### Assignment:
Begin at the line below that has "PR #807, opened 2020-04-02" and stop after the line that has "main/core/src/eval/Evaluator.scala". Please restate only those lines, word for word.

:::

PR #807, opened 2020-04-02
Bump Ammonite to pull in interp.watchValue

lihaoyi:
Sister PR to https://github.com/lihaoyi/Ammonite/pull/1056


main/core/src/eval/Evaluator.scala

:::

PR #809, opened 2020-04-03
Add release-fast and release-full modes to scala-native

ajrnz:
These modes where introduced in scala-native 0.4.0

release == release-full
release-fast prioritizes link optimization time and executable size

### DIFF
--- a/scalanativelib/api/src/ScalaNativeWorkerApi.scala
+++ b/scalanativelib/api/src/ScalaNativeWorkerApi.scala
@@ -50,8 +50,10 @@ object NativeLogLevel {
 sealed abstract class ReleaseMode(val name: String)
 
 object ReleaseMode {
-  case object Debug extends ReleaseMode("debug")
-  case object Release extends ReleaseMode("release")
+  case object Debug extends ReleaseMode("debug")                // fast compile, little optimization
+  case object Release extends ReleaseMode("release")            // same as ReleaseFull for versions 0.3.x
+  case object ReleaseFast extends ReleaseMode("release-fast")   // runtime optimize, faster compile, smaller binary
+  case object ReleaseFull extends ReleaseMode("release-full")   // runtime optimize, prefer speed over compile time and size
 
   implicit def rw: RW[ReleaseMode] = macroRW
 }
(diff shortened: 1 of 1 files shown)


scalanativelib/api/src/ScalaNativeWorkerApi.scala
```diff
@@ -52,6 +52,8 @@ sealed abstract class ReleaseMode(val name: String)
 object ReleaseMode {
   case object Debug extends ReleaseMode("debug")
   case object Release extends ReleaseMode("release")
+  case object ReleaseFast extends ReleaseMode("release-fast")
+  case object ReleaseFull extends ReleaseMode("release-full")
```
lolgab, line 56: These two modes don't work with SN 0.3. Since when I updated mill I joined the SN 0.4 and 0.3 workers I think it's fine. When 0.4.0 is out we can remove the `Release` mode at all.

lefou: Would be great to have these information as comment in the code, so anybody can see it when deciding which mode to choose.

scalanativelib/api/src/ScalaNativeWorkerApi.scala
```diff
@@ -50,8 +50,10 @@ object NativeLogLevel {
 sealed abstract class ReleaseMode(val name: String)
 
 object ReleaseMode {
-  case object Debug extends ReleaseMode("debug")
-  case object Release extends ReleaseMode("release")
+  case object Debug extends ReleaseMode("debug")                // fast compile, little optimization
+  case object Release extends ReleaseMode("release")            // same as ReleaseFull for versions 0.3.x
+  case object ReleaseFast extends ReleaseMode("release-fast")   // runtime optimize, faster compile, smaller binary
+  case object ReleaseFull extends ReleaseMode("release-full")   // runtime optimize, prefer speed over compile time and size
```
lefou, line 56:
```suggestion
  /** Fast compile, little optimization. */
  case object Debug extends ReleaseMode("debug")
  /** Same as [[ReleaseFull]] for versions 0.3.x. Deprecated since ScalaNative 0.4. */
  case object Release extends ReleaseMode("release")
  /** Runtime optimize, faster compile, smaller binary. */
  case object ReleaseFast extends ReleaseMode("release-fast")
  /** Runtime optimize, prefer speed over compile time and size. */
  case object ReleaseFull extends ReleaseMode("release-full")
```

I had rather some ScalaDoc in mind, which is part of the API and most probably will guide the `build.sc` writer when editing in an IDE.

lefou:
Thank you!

:::

### Task response:
PR #807, opened 2020-04-02
Bump Ammonite to pull in interp.watchValue

lihaoyi:
Sister PR to https://github.com/lihaoyi/Ammonite/pull/1056


main/core/src/eval/Evaluator.scala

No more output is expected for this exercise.